Karp Peter D
Bioinformatics Research Group, SRI, International, 333 Ravenswood Ave, Menlo Park, CA 94025, USA. Tel:650-859-4358; Fax: 650-859-3735; E-mail:
Database (Oxford). 2016 Dec 26;2016. doi: 10.1093/database/baw150. Print 2016.
Can we use programs for automated or semi-automated information extraction from scientific texts as practical alternatives to professional curation? I show that error rates of current information extraction programs are too high to replace professional curation today. Furthermore, current IEP programs extract single narrow slivers of information, such as individual protein interactions; they cannot extract the large breadth of information extracted by professional curators for databases such as EcoCyc.
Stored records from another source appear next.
PR #3951, opened 2020-08-05
Support sanitizers that write the sanitized value into output parameter

JarLob:
This allows defining sanitizers like `void HtmlEncode (string s, System.IO.TextWriter output)` that is neither returning a value nor is an object constructor call.

PR #3964, opened 2020-08-06
Support sanitizers that write the sanitized value into output parameter

JarLob:
#3951 PR retargeted to 2.9.x branch

### DIFF
--- a/src/Utilities/FlowAnalysis/FlowAnalysis/Analysis/TaintedDataAnalysis/TaintedDataAnalysis.TaintedDataOperationVisitor.cs
+++ b/src/Utilities/FlowAnalysis/FlowAnalysis/Analysis/TaintedDataAnalysis/TaintedDataAnalysis.TaintedDataOperationVisitor.cs
@@ -332,10 +332,8 @@ namespace Analyzer.Utilities.FlowAnalysis.Analysis.TaintedDataAnalysis
                         }
                         else
                         {
-#pragma warning disable CS8602 // Dereference of a possibly null reference.
-                            // sanitizedParameterPairs is not null when isSanitizingMethod is true as per IsSanitizingMethod declaration
+                            RoslynDebug.Assert(sanitizedParameterPairs != null, "sanitizedParameterPairs is not null when isSanitizingMethod is true as per IsSanitizingMethod declaration");
                             foreach ((string ifTaintedParameter, string thenSanitizedTarget) in sanitizedParameterPairs)
-#pragma warning restore CS8602 // Dereference of a possibly null reference.
                             {
                                 if (thenSanitizedTarget == TaintedTargetValue.Return)
                                 {
--- a/src/Utilities/FlowAnalysis/FlowAnalysis/Analysis/TaintedDataAnalysis/TaintedDataAnalysis.TaintedDataOperationVisitor.cs
+++ b/src/Utilities/FlowAnalysis/FlowAnalysis/Analysis/TaintedDataAnalysis/TaintedDataAnalysis.TaintedDataOperationVisitor.cs
@@ -239,13 +239,15 @@ namespace Analyzer.Utilities.FlowAnalysis.Analysis.TaintedDataAnalysis
                 PooledHashSet<string>? taintedParameterNamesCached = null;
                 try
                 {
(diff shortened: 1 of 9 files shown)


src/Utilities/FlowAnalysis/FlowAnalysis/Analysis/TaintedDataAnalysis/TaintedDataAnalysis.TaintedDataOperationVisitor.cs
```diff
@@ -298,11 +321,47 @@ public override TaintedDataAbstractValue VisitObjectCreation(IObjectCreationOper
...
+                            // it was either sanitizing constructor or
+                            // the short form or registering sanitizer method by just the name
+                            result = TaintedDataAbstractValue.NotTainted;
+                        }
+                        else
+                        {
+#pragma warning disable CS8602 // Dereference of a possibly null reference.
+                            // sanitizedParameterPairs is not null when isSanitizingMethod is true as per IsSanitizingMethod declaration
+                            foreach ((string ifTaintedParameter, string thenSanitizedTarget) in sanitizedParameterPairs)
+#pragma warning restore CS8602 // Dereference of a possibly null reference.
```
Evangelink, line 338:
```suggestion
                            RoslynDebug.Assert(sanitizedParameterPairs != null, "sanitizedParameterPairs is not null when isSanitizingMethod is true as per IsSanitizingMethod declaration");
                            foreach ((string ifTaintedParameter, string thenSanitizedTarget) in sanitizedParameterPairs)
```

src/Utilities/FlowAnalysis/FlowAnalysis/Analysis/TaintedDataAnalysis/WebInputSources.cs
```diff
@@ -19,6 +19,23 @@ static WebInputSources()
...
+                WellKnownTypeNames.SystemWebHttpServerUtility,
+                isInterface: false,
+                taintedProperties: null,
+                taintedMethodsNeedsPointsToAnalysis: null,
+                taintedMethodsNeedsValueContentAnalysis: null,
+                transferMethods: new (MethodMatcher, (string, string)[])[]{
+                    (
+                        (methodName, arguments) =>
+                            methodName == "HtmlEncode" &&
+                            arguments.Count() == 2,
```
Evangelink, line 32:
```suggestion
                            arguments.Length == 2,
```

src/Utilities/FlowAnalysis/FlowAnalysis/Analysis/TaintedDataAnalysis/TaintedDataAnalysis.TaintedDataOperationVisitor.cs
```diff
@@ -298,11 +321,47 @@ public override TaintedDataAbstractValue VisitObjectCreation(IObjectCreationOper
                             }
                         }
                     }
+
+                    if (isSanitizingMethod)
+                    {
+                        if (!sanitizedParameterPairs.Any())
```
Evangelink, line 327: You could probably use `Count` or `Length` here instead.

dotpaul:
@JarLob, do you want to address any of the other comments before I press merge?

src/Utilities/FlowAnalysis/FlowAnalysis/Analysis/TaintedDataAnalysis/TaintedDataAnalysis.TaintedDataOperationVisitor.cs
JarLob: I recall previously there was a ban for LINQ in analyzers to avoid hidden allocations. Otherwise what is the benefit of using `Length` over `Any`?

Evangelink: I also thought there was an analyzer to suggest `Count` instead of `Any`, I will need to look if it was disabled or if there as some special cases. `Count`/`Length` is a property access so it's faster and you don't have any allocation.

They also cannot arbitrate among conflicting statements in the literature as curators can. Therefore, funding agencies should not hobble the curation efforts of existing databases on the assumption that a problem that has stymied Artificial Intelligence researchers for more than 60 years will be solved tomorrow. Semi-automated extraction techniques appear to have significantly more potential based on a review of recent tools that enhance curator productivity. But a full cost-benefit analysis for these tools is lacking. Without such analysis it is possible to expend significant effort developing information-extraction tools that automate small parts of the overall curation workflow without achieving a significant decrease in curation costs.Database URL.
我们能否使用程序从科学文本中自动或半自动提取信息,作为专业编目的实用替代方法?我发现,当前信息提取程序的错误率过高,目前无法取代专业编目。此外,当前的信息提取程序只能提取单一狭窄的信息片段,例如单个蛋白质相互作用;它们无法提取专业编目人员为EcoCyc等数据库提取的广泛信息。它们也无法像编目人员那样对文献中相互矛盾的陈述进行仲裁。因此,资助机构不应基于认为一个困扰人工智能研究人员60多年的问题明天就能解决的假设,来阻碍现有数据库的编目工作。基于对近期提高编目人员生产力的工具的回顾,半自动提取技术似乎具有更大的潜力。但目前缺乏对这些工具的全面成本效益分析。没有这样的分析,就有可能花费大量精力开发信息提取工具,这些工具只能自动执行整体编目工作流程中的小部分任务,而无法显著降低编目成本。数据库网址。